Give an intuitive explanation.
Solution
- Key idea:
  If $a$ and $d$ share a common factor $g>1$, then every term in the progression $$a,\, a+d,\, a+2d,\, a+3d,\dots$$ is divisible by $g$.
- Consequences:
  - All terms are multiples of $g$.
  - The only possible prime in the progression would be $g$ itself (if it appears).
  - After that, every term is composite (since it has $g$ as a factor).
- Conclusion:
  To have infinitely many primes in the progression, we must avoid this “built‑in” factor.
  That is exactly what $\gcd(a,d)=1$ guarantees.
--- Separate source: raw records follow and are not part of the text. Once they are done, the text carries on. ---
PR #1009, opened 2015-11-04
Proposing an extension to Default attribute

BruceCowan-AI:
Rationale: When using the Default attribute, especially with arguments such
as OrmLiteVariables.SystemUtc, it is frequently true that you want the default
value set on an update. Currently the only way to do that in OrmLite is to
use custom SQL.

You may remember https://github.com/ServiceStack/ServiceStack/pull/1005 which
you rejected in favor of the Default attribute. So we are using the Default
attribute and finding that it needs update functionality. Hence this PR and if
you approve, the actual work to implement it in OrmLite.

The "UseOnUpdate=true" extension would be implemented by each dialect provider
by either generating SQL to set the column value on an update operation or by
creating a trigger which does it. For an UpdateOnly operation, any UseOnUpdate
columns would only be updated if the onlyFields expression includes them. For
an UpdateNonDefaults operation UseOnUpdate columns would not be updated.

### DIFF
--- a/src/ServiceStack.Interfaces/DataAnnotations/DefaultAttribute.cs
+++ b/src/ServiceStack.Interfaces/DataAnnotations/DefaultAttribute.cs
@@ -11,8 +11,11 @@ namespace ServiceStack.DataAnnotations
         public Type DefaultType { get; set; }
         public string DefaultValue { get; set; }
 
+        public bool UseOnUpdate { get; set; }
+
         public DefaultAttribute(int intValue)
         {
+            this.UseOnUpdate = false;
             this.IntValue = intValue;
             this.DefaultType = typeof(int);
             this.DefaultValue = this.IntValue.ToString();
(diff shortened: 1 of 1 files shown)


Siliconrob:
Question if you want the default value provided by the specific backing DataStore why not fix the DataStore behavior i.e. in Sql Server you could use a stored procedure or a default value condition in the DataStore behavior?

mythz:
Hi Bruce, fine with the addition but IMO `OnUpdate` is a better name since `Use` is implied and when unambiguous, less is more in naming. I've added the change in this commit: https://github.com/ServiceStack/ServiceStack/commit/08a5dcd4485c44e78013c28c21e1d4b2af6ae484

The boolean field doesn't need initializing since it defaults to false.

I've also updated the latest ServiceStack.Interfaces.dll to SS and SS.OrmLite repos.

BruceCowan-AI:
@mythz Thanks Demis.

@Siliconrob For sure, the implementation can use any of stored procedures, triggers, default value conditions, or put it into the SQL generated for the update. This change is just about giving the implementation the information necessary for it to generate the correct update behavior. Since we haven't started implementing yet, I don't know which we'll use in which provider.

PR #1011, opened 2015-12-03
Suggestion for generated help message

Layoric:
Added a `Tip` to generated native types to help devs with convention of overriding DTO options by removing comment prefix.

Idea from [SSVS raised issue](https://github.com/ServiceStack/ServiceStackVS/issues/21).

Thoughts?


mythz:
Don't think it's required, it is intuitive as this is how any config file works and it's all over the docs with examples. It should take more than one person who didn't read the docs to make changes like this that's visible for everyone. But I think we can carry this for a while although I'd look at remove it later once everyone gets more familiar with it as IMO it's unnecessary.

Layoric:
Yeah I agree, only one other example I think it has tripped someone up.

https://github.com/ServiceStack/Issues/issues/274#issuecomment-93892640

Also first example of non data driven content in the result which looks out of place.

PR #119, opened 2021-02-26
AH-179: API Settings

prdanelli:
Add settings to tenant api endpoint and include Google Scholarly Work Types

### DIFF
--- a/app/views/hyku_addons/account_settings/settings/_render_select.html.erb
+++ b/app/views/hyku_addons/account_settings/settings/_render_select.html.erb
@@ -1,3 +1,8 @@
 <%= render 'hyku_addons/account_settings/settings/partial_for_select',
-field_name: @field_name, html_name_element: @field_name, account: @account, display_save_button: true  %>
+    options: options,
+    field_name: @field_name,
+    html_name_element: @field_name,
+    account: @account,
+    display_save_button: true
+ %>
 
--- a/app/views/hyku_addons/account_settings/settings/_render_select.html.erb
+++ b/app/views/hyku_addons/account_settings/settings/_render_select.html.erb
@@ -1,0 +1,3 @@
+<%= render 'hyku_addons/account_settings/settings/partial_for_select',
+field_name: @field_name, html_name_element: @field_name, account: @account, display_save_button: true  %>
+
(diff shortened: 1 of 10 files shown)


app/views/hyku_addons/account_settings/settings/_render_select.html.erb
```diff
@@ -0,0 +1,8 @@
+<%= render 'hyku_addons/account_settings/settings/partial_for_select',
```
cjcolvar, line 1: Should this be `partial_for_select_fields`?  I don't see a `partial_for_select` anywhere.

prdanelli: Well spotted. This file is actually not required at all and must have been left over from my first attempt and working out what was going on.

cjcolvar (commented):
This looks good.  Do you think we should add a test that the settings are being returned in the tenant api endpoint?  Seems like it might be a good idea.

cjcolvar:
I think the failing test is a flaky one that doesn't need to be bothered with as part of this PR.

prdanelli:
> I think the failing test is a flaky one that doesn't need to be bothered with as part of this PR.

No worries, this is done.

spec/requests/v1/tenant_spec.rb
```diff
@@ -0,0 +1,31 @@
...
+    Apartment::Tenant.switch(account.tenant) { Site.update(account: account) }
+  end
+
+  after do
+    WebMock.enable!
+    Apartment::Tenant.drop(account.tenant)
+  end
+
+  describe "/tenant/:id" do
+    let(:work_types) { ["Article", "Book", "ThesisOrDissertation", "BookChapter"] }
```
cjcolvar, line 21: I think I'm missing something.  Where does this list get set on the account?

prdanelli: Hi Chris. They were defined in the Account Factory. I've moved them into the spec to make them more self documenting though and added an extra spec to prove that they are outputting the result of the account settings.

cjcolvar (commented):
This looks good to me, but there are a few rubocop issues that are blocking this.  I'm happy to merge this once those are cleared up and the tests pass.

prdanelli:
Those are all fixed now.

cjcolvar:
@prdanelli I'm still seeing a couple rubocop issues in the CircleCI tests: https://app.circleci.com/pipelines/github/ubiquitypress/hyku_addons/742/workflows/4a90eb69-f19f-4aeb-bcd5-3a0736942725/jobs/1062/parallel-runs/0/steps/0-110?invite=true

prdanelli:
@cjcolvar sorry, must have been not paying attention. Defo fixed now.

cjcolvar (approved):
:tada:

PR #121, opened 2021-03-01
Adds cname to account creation task

okeen:


cjcolvar (approved):
Not blocking this at all, but I wonder if moving forward a different approach for passing params would be good as we're having more than 2 and some optional.  Maybe optsparser or something similar could solve that?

Gaussian integers (optional challenge): Show that $5 = (2+i)(2-i)$ in $\mathbb{Z}[i]$.
Try the same for $13$.
Solution
We work in $\mathbb{Z}[i] = \{a+bi : a,b \in \mathbb{Z}\}$.
- Show $5 = (2+i)(2-i)$:
  - Compute: $$(2+i)(2-i) = 2\cdot 2 - 2i + 2i - i^2 = 4 - (-1) = 5.$$
  - So $5$ factors as claimed.
- Try the same for $13$:
  - Look for $a,b$ such that $$(a+bi)(a-bi) = a^2 + b^2 = 13.$$
  - Pairs $(a,b)$ with $a^2 + b^2 = 13$:
    - $2^2 + 3^2 = 4 + 9 = 13$.
  - So: $$(2+3i)(2-3i) = 4 + 9 = 13.$$
- Conclusion:
  - $5 = (2+i)(2-i)$ in $\mathbb{Z}[i]$
  - $13 = (2+3i)(2-3i)$ in $\mathbb{Z}[i]$
  Both are primes of the form $4k+1$ in $\mathbb{Z}$ and factor in $\mathbb{Z}[i]$.